→ Try it
Search the data below for "compiled"; list each line that holds it.

[Source records]
· · ·
Issue #822, opened 2024-08-27
pam_limits: possibly incomplete fix for #537


StephDC:
Ref: #537 

Apparently the issue shown above is not completely fixed by #541 , as pam_limits still gets the number of sessions a user have from utmp.

https://github.com/linux-pam/linux-pam/blob/4d1d4f699551f395be065e60513eaf85f01b84e6/modules/pam_limits/pam_limits.c#L39

However on a system that uses `systemd-logind`, this creates a nasty discrepancy between the number of sessions seen from pam_limits and pam_systemd. One can use `ssh -N` to login to the system, allowing pam_systemd to create a new session invisible to pam_limits, thus bypassing the maxlogins limit set to such user. In extreme cases, this could result in more sessions than systemd-logind handles (SessionsMax=8192) being requested and those excess sessions remained in sshd.service, or if pam_systemd was set to requisite, everyone including root from that point would be denied login.

thkukuk:
If you compile pam_limits with systemd support, utmp support is not compiled in.
So if your pam_limits module still uses utmp, it is not compiled with systemd support.
So most important question: is your pam_limits module compiled with systemd support or not?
· · ·
→ Output below
If you compile pam_limits with systemd support, utmp support is not compiled in.
So if your pam_limits module still uses utmp, it is not compiled with systemd support.
So most important question: is your pam_limits module compiled with systemd support or not?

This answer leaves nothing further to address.